Analytical processing and assembly of the 12 genomes were managed with the Genome Institute automated pipeline. It initially performs a BWA-style trim (Li and Durbin 2009) to a threshold of q10 on all input instrument data. Reads trimmed to less than 35 bp were discarded. The pipeline then runs Velvet (Zerbino and Birney 2008), which cycles through the 31–35 kmer range, optimizing for the kmer which produces the longest N50 contig length. The entire data set is publicly available through the NCBI Sequence Read Archive (SRA) under the accession numbers listed in Table 2.

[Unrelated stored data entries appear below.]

PR #162, opened 2016-09-28
Add Alert Component

aaronpanch:
Hello! I was working on a small project using reactstrap, made an alert, and thought it would be cool to clean things up and make a PR.  In summary, this simply adds a Bootstrap 4 alert, and a documentation page with some examples.

I would like to note a few things for discussion, in addition to any comments or suggestions you might have!
- I've added a peer dependency on `react-addons-css-transition-group`.  It wasn't my favorite thing to do; however, it made implementing the dismissible fade-out easier.
- I didn't know the order for the documentation pages, so I've added it to the end.
- Should there be a link to the Bootstrap docs describing how to use `.alert-heading` and `.alert-link`?  I only ask to maintain some feature parity with Bootstrap 4.
- In issue #6, there props outlined include 'isOpen' and 'toggle', but those didn't seem to match the bootstrap behavior (from my understanding).  It would be cool to add though...apologies for not asking before submitting a PR--it's easy to change and modify!
- The accessibility attributes are also included.

Thanks!

### DIFF
--- a/docs/lib/Components/index.js
+++ b/docs/lib/Components/index.js
@@ -106,8 +106,8 @@ class Components extends React.Component {
           to: '/components/jumbotron/'
         },
         {
-          name: 'Alert',
-          to: '/components/alert/'
+          name: 'Alerts',
+          to: '/components/alerts/'
         }
       ]
     };
--- a/docs/lib/Components/index.js
+++ b/docs/lib/Components/index.js
@@ -104,6 +104,10 @@ class Components extends React.Component {
         {
           name: 'Jumbotron',
           to: '/components/jumbotron/'
+        },
+        {
+          name: 'Alert',
+          to: '/components/alert/'
         }
       ]
     };
--- a/src/Alert.js
+++ b/src/Alert.js
@@ -1,0 +1,96 @@
+import React, { PropTypes } from 'react';
+import classNames from 'classnames';
+import ReactCSSTransitionGroup from 'react-addons-css-transition-group';
+
+const propTypes = {
+  className: PropTypes.any,
+  color: PropTypes.string,
+  onDismiss: PropTypes.func,
+  tag: PropTypes.oneOfType([PropTypes.func, PropTypes.string])
+};
+
+const defaultProps = {
+  color: 'warning',
+  tag: 'div'
+};
+
+export const Alert = (props) => {
+  const {
+    className,
+    tag: Tag,
+    color,
+    onDismiss,
+    ...attributes
+  } = props;
+
+  const classes = classNames(
+    className,
+    'alert',
+    `alert-${color}`,
+    { 'alert-dismissible': onDismiss }
+  );
+
+  return (
+    <Tag {...attributes} className={classes} role="alert">
+      { onDismiss ?
+        <button type="button" className="close" aria-label="Close" onClick={onDismiss}>
+          <span aria-hidden="true">&times;</span>
+        </button>
+        : null }
+      {props.children}
+    </Tag>
+  );
+};
+
+Alert.propTypes = propTypes;
+Alert.defaultProps = defaultProps;
+
+const wrapperPropTypes = {
+  dismissible: PropTypes.bool
+}
+
+const wrapperDefaultPropTypes = {
+  dismissible: false
+}
+
+class AlertWrapper extends React.Component {
+  constructor(props) {
+    super(props);
+
+    this.state = {
+      visible: true
+    }
+  }
+
+  onDismiss = () => {
+    this.setState({ visible: false });
+  }
+
+  render() {
+    const { dismissible, ...props } = this.props
+        , alert = <Alert {...props}
+                    key="alert"
+                    onDismiss={dismissible ? this.onDismiss : undefined} />
+
+    if (dismissible) {
+      return (
+        <ReactCSSTransitionGroup
+          transitionName={{
+            leave: 'fade',
+            leaveActive: 'out'
+          }}
+          transitionEnter={false}
+          transitionLeaveTimeout={300}>
+          {this.state.visible ? alert : null}
+        </ReactCSSTransitionGroup>
+      )
+    } else {
+      return alert;
+    }
+  }
+}
+
+AlertWrapper.propTypes = wrapperPropTypes;
+AlertWrapper.defaultProps = wrapperDefaultPropTypes;
+
+export default AlertWrapper;
--- a/src/Alert.js
+++ b/src/Alert.js
@@ -11,13 +11,19 @@ const propTypes = {
   color: PropTypes.string,
   isOpen: PropTypes.bool,
   toggle: PropTypes.func,
-  tag: PropTypes.oneOfType([PropTypes.func, PropTypes.string])
+  tag: PropTypes.oneOfType([PropTypes.func, PropTypes.string]),
+  transitionAppearTimeout: PropTypes.number,
+  transitionEnterTimeout: PropTypes.number,
+  transitionLeaveTimeout: PropTypes.number
 };
 
 const defaultProps = {
   color: 'success',
   isOpen: true,
-  tag: 'div'
+  tag: 'div',
+  transitionAppearTimeout: 150,
+  transitionEnterTimeout: 150,
+  transitionLeaveTimeout: 150
 };
 
 const Alert = (props) => {
@@ -28,6 +34,9 @@ const Alert = (props) => {
     isOpen,
     toggle,
     children,
+    transitionAppearTimeout,
+    transitionEnterTimeout,
+    transitionLeaveTimeout,
     ...attributes
   } = props;
 
@@ -53,11 +62,20 @@ const Alert = (props) => {
     <ReactCSSTransitionGroup
       component={FirstChild}
       transitionName={{
+        appear: 'fade',
+        appearActive: 'in',
+        enter: 'fade',
+        enterActive: 'in',
         leave: 'fade',
         leaveActive: 'out'
       }}
-      transitionEnter={false}
-      transitionLeaveTimeout={300}>
+      transitionAppear={transitionAppearTimeout > 0}
+      transitionAppearTimeout={transitionAppearTimeout}
+      transitionEnter={transitionEnterTimeout > 0}
+      transitionEnterTimeout={transitionEnterTimeout}
+      transitionLeave={transitionLeaveTimeout > 0}
+      transitionLeaveTimeout={transitionLeaveTimeout}
+      >
       {isOpen ? alert : null}
     </ReactCSSTransitionGroup>
   );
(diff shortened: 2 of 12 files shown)


src/Alert.js
```diff
@@ -0,0 +1,96 @@
...
+
+const wrapperPropTypes = {
+  dismissible: PropTypes.bool
+}
+
+const wrapperDefaultPropTypes = {
+  dismissible: false
+}
+
+class AlertWrapper extends React.Component {
```
eddywashere: This should be in it's own file

src/Alert.js
```diff
@@ -0,0 +1,96 @@
...
+
+  render() {
+    const { dismissible, ...props } = this.props
+        , alert = <Alert {...props}
+                    key="alert"
+                    onDismiss={dismissible ? this.onDismiss : undefined} />
+
+    if (dismissible) {
+      return (
+        <ReactCSSTransitionGroup
```
eddywashere: Consider using the [Render a single child](https://facebook.github.io/react/docs/animation.html#rendering-a-single-child) method to avoid the extra element created by `ReactCSSTransitionGroup`. I've never done this before but it seems like just the right thing to use.

src/Alert.js
```diff
@@ -0,0 +1,96 @@
...
+  constructor(props) {
+    super(props);
+
+    this.state = {
+      visible: true
+    }
+  }
+
+  onDismiss = () => {
+    this.setState({ visible: false });
```
eddywashere: I don't think this needs to be an uncontrolled component. Users should control state. I think this could accept the `isOpen` prop for toggling visibility and use that logic with [single child method](https://facebook.github.io/react/docs/animation.html#rendering-a-single-child) to control how it's shown. `onDismiss` would be replaced by the `toggle` callback.

docs/lib/Components/index.js
```diff
@@ -104,6 +104,10 @@ class Components extends React.Component {
         {
           name: 'Jumbotron',
           to: '/components/jumbotron/'
+        },
+        {
+          name: 'Alert',
+          to: '/components/alert/'
```
eddywashere: I would update title and url to be pluralized to closer match v4 docs.

src/Alert.js
```diff
@@ -0,0 +1,96 @@
...
+
+const propTypes = {
+  className: PropTypes.any,
+  color: PropTypes.string,
+  onDismiss: PropTypes.func,
+  tag: PropTypes.oneOfType([PropTypes.func, PropTypes.string])
+};
+
+const defaultProps = {
+  color: 'warning',
```
eddywashere: can you change this to `success` for default

src/Alert.js
eddywashere: it might just be one component if you move the `ReactCSSTransitionGroup` up to `Alert`. Also, you could pass `tag` through as the `component` prop of [ReactCSSTransitionGroup](https://facebook.github.io/react/docs/animation.html#rendering-a-different-component).

src/Alert.js
```diff
@@ -0,0 +1,96 @@
...
+                    onDismiss={dismissible ? this.onDismiss : undefined} />
+
+    if (dismissible) {
+      return (
+        <ReactCSSTransitionGroup
+          transitionName={{
+            leave: 'fade',
+            leaveActive: 'out'
+          }}
+          transitionEnter={false}
```
eddywashere: I think it should be possible to transition on enter, not sure what that involves. Any reason not to include it?

src/Alert.js
```diff
@@ -0,0 +1,96 @@
...
+          transitionLeaveTimeout={300}>
```
eddywashere: I would make this configurable for leave and onenter.

eddywashere:
Did you look at using the `Fade` component? It might help avoid the peer dependency. I think I avoided `ReactCSSTransitionGroup` because I didn't have as much control as I did with `ReactTransitionGroup`. There's definitely room for improvement in `Fade`. Thanks for working on this!

aaronpanch:
@eddywashere  Thanks for the comments!

One question about procedure: for the changes, should I add separate commits, squash them into the originals, or separate and squash later?

Also, I did take a quick look at the `Fade` component but it didn't seem to support a transition out (yet), and looked similar to the CSS transition group. I can take a deeper look today.

src/Alert.js
aaronpanch: Yeah, I totally agree--especially if we support a fade-in animation and do the single child thing, there isn't really a need for a separate wrapping component.

src/Alert.js
aaronpanch: That's a great suggestion. I only omitted it for attempted parity with Bootstrap, but it's an easy 2-liner addition.  I suppose we should also support the `transitionAppear` for initial mounting too.

src/Alert.js
aaronpanch: For sure!

docs/lib/Components/index.js
aaronpanch: Woops...Good call

src/Alert.js
aaronpanch: I agree with the notion that this doesn't need to be an uncontrolled component but for simplicity perhaps theres another way to achieve the same goal?  Which is better, someone rendering an long-lasting alert and toggles its visibility or mounting and un-mounting the component.

src/Alert.js
aaronpanch: I haven't either, but it seems cool!

eddywashere:
Don't worry about squashing things. I prefer detailed commits. I squash and merge via github once it's all good to go. I'll need some time to better describe the limitations I thought I found in css transition group. But feel free to look into it as well. I think it was regarding unique class names on transition life cycle events, maybe something specific to "while transitioning". which bootstrap applies classes to.

src/Alert.js
eddywashere: It could be a controlled and uncontrolled component. But I think that leads to inconsistency (updating a prop vs updating via setState) and extra docs. Preferring props over internal state is a general rule for this library. I built [component-template](https://github.com/reactstrap/component-template) with this sort of thing in mind. Someone could build `reactstrap-controlled-components`, which wrap these components and adds a controlled version of `Alert`. It's not the most convenient thing to do but it definitely enables more prescriptive ways of doing things. Even though that prescription is simplicity.

aaronpanch: Yeah, I hear ya.  In terms of development, a controlled component is real simple so I'll go with that. Are you using the `isOpen` and `toggle` terminology to be consistent throughout the library?  I suppose `isVisible` matches what's going on semantically but comes at a cost of inconsistency.

aaronpanch: Also, to clarify, I wasn't suggesting a mix of controlled and uncontrolled, rather an approach like a dropdown where it internally controlled its own state.  All in all, a controlled component is in the works.

src/Alert.js
```diff
@@ -0,0 +1,69 @@
...
+        </button>
+        : null }
+      { children }
+    </Tag>
+  );
+
+  return (
+    <ReactCSSTransitionGroup
+      component={FirstChild}
+      transitionName={{
```
eddywashere: experimented with this, the following example seems to apply the right classes and works with the default opacity animation of `.15s`. 

```jsx
<ReactCSSTransitionGroup
  component={FirstChild}
  transitionName={{
    enter: 'fade',
    enterActive: 'in',
    leave: 'fade',
    leaveActive: 'out',
    appear: 'fade',
    appearActive: 'in'
  }}
  transitionEnterTimeout={150}
  transitionLeaveTimeout={150}
>
  {isOpen ? alert : null}
</ReactCSSTransitionGroup>
```

src/Alert.js
eddywashere: The Dropdown examples do advocate set state but that's in the example files vs the src. The only things I see that use state in the `src` files are `Fade` and `TabContent`. I think `isOpen` is not the best term but it's not way off from describing this.

eddywashere:
Notes in animation docs

> When using ReactCSSTransitionGroup, there's no way for your components to be notified when a transition has ended or to perform any more complex logic around animation. If you want more fine-grained control, you can use the lower-level ReactTransitionGroup API which provides the hooks you need to do custom transitions.

That's why I went with it for `Fade`. Totally forgot I added hooks for onEnter and onLeave, based on the `ReactTransitionGroup` lifecycle callbacks. I used `onLeave` to teardown `Modal`. I created a gist with the changes I explored to `Fade` to support `Alert`. It works for `Alert` but it breaks `Modal`. I don't know what it would take to update Modal to use it. [Check out the changes here](https://gist.github.com/eddywashere/52c148968ff3d8cb5cbea7d3135b6c94). It seems more involved. I'd be ok with you sticking with `ReactCSSTransitionGroup` for the quick win and spending more time on making `Fade`.

If you stick with `ReactCSSTransitionGroup`, just be sure to add it to `npm install` portion of docs. Going this route, we don't have to introduce the `onEnter`, `onLeave` callbacks until `Fade` is updated.  Also free to add `AlertHeading` and `AlertLink` 👍 .

Thanks again for working on this. Can't wait to use it! Let me know what you think about direction for this.

aaronpanch:
Sorry for the delay -- I just moved to a new apartment!  I agree with the direction: lets stick with `ReactCSSTransitionGroup` for the easy win. I'll add it to the docs also.  I see what you're saying for the `Fade` component.  I think I have some time to look at it.  Also, I'm still adding the parameterized transition timeouts.  Almost there!

src/Alert.js
aaronpanch: I'm cool with `isOpen`.  The fact that people can probably guess most of the property names in this library is awesome.

src/Alert.js
aaronpanch: See commit 462f6cd.  That adds the timeout props to `Alert` and 1dc4e6d documents it. Setting each to `0` will cancel the respective animation.  Is that cool?

eddywashere: Awesome! That works for me.

eddywashere:
@aaronpanch no rush, I see commits added after your comment. Could you let me know when this is good to review?

aaronpanch:
@eddywashere I think they're good to review when you have a chance! Thanks for all the feedback!

eddywashere:
thanks @aaronpanch! :shipit:

IndifferentDisdain:
I'm getting the following error after this change; any thoughts? It's causing webpack build to fail.

ERROR in ./~/reactstrap/lib/Alert.js
Module not found: Error: Cannot resolve module 'react-addons-css-transition-group' in N:\workspaces\credentialing\node_modules\reactstrap\lib
 @ ./~/reactstrap/lib/Alert.js 17:37-81

eddywashere:
@IndifferentDisdain  A new peer dependency was added. I was considering moving it to dependencies to avoid problems like this. I'm not sure if that would cause more problems.

For now, I would recommend saving this dep to your project.

IndifferentDisdain:
@eddywashere Thanks, I just rtfm'd and noticed the additional dependency. :smile_cat:

PR #163, opened 2016-09-29
Making every URL like https://webpack.github.io/docs/webpack-dev-serv…

andrerpena:
…er.html to work when you hit F5 on dev mode.

Today.. if you type `npm start` and navigate to, let's say, `https://webpack.github.io/docs/webpack-dev-server.html`, and then you hit F5, the page doesn't display.

Now it does.


eddywashere:
Nice fix @andrerpena!

Issue #164, opened 2016-10-01
Modal call blocks and removes scrolls on parent window


wzup:
An example is your modal demo https://reactstrap.github.io/components/modals/
Call modal (click "Launch Modal" button) , then close the modal (click "Do Something" or "Cancel" buttons within opened modal) and you won't see any scrollbars on the page. The page is blocked. You cannot scroll it.

andrerpena:
I've noticed it too. Additionally, the fact that the parent window's width changes makes it to "shake" when you open the Modal.

eddywashere:
I think I know what's going on. Just so I have all the info, can you tell me the following: what browser, browser version and OS version are you using? Do you see any of this happen in the same portion of bootstrap docs? Thanks for reporting! I'll look into it in the meantime.

andrerpena:
![demo](http://i.imgur.com/86q4Yx9.gif)

eddywashere:
Got it. To reproduce on osx, I set `show scroll bars` to `always` in general > settings. I see the issue. In bootstrap docs, the `modal-open` class is applied to the body on open. I thought that was enough but apparently they also add padding-right to accommodate for scrollbar when present. You won't see that if your OS autohides scrollbar. I'll look into that.

The other issue in the original comment:

> The page is blocked. You cannot scroll it.

This should be the desired behavior when the modal is open. At least this is how it appears in the [bootstrap v4 modal docs](http://v4-alpha.getbootstrap.com/components/modal/) (the `modal-open` class applies `overflow:hidden` to body). 

Are you saying scrolling is blocked after it the modal is closed?

eddywashere:
@andrerpena the issue you described is fixed in `3.3.2`. @wzup I wasn't able to reproduce what you described exactly. Found something similar and opened up this issue https://github.com/reactstrap/reactstrap/issues/166. If that's what you're talking about, lets close this issue and track it over there.

TheSharpieOne:
Closing this issue as suggested above since it has not been active for several months.

PR #165, opened 2016-10-01
fix(Modal): Account for body padding when scrollbar is present

eddywashere:
Currently, body and fixed navbars get pushed because of the modal-open class. This pr only fixes the regular body content. Need to look at how bootstrap does this for the [fixed content](https://github.com/twbs/bootstrap/blob/v4.0.0-alpha.4/js/src/modal.js#L70).

Fixes part of #164.

Need to look at [adjusting](https://github.com/twbs/bootstrap/blob/v4.0.0-alpha.4/js/src/modal.js#L395-L406) modal dialog as well. 

Also I had a hard time getting tests in for this. Going leave those commented out for now.

### DIFF
--- a/src/Modal.js
+++ b/src/Modal.js
@@ -3,6 +3,11 @@ import ReactDOM from 'react-dom';
 import classNames from 'classnames';
 import TransitionGroup from 'react-addons-transition-group';
 import Fade from './Fade';
+import {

BWA (Li and Durbin 2009) was used to align clean paired end reads to the 12 bacterial assemblies, ultimately placing 46,079,563 reads. Up to 5 mismatches were allowed per read, corresponding roughly to minimum 95 % identity. The distribution among the 12 organisms was then assessed using an in-house program called Refcov (Todd Wylie, unpublished) based on the generated alignments. Experimental coverage was then simulated by randomly picking reads from the total pool and assessing subsequent coverage for the target organism again using Refcov. For E. faecium (NCBI accession: AEBC00000000), we ran 50 simulations each of 3, 3.5, 4, and 4.5 million reads and for S. artemidis (NCBI accession: AECV01000000), which were based on 50 selections each of 9, 10, 11, 12, and 15 million reads. These numbers were based on species abundance within the community in Table 2.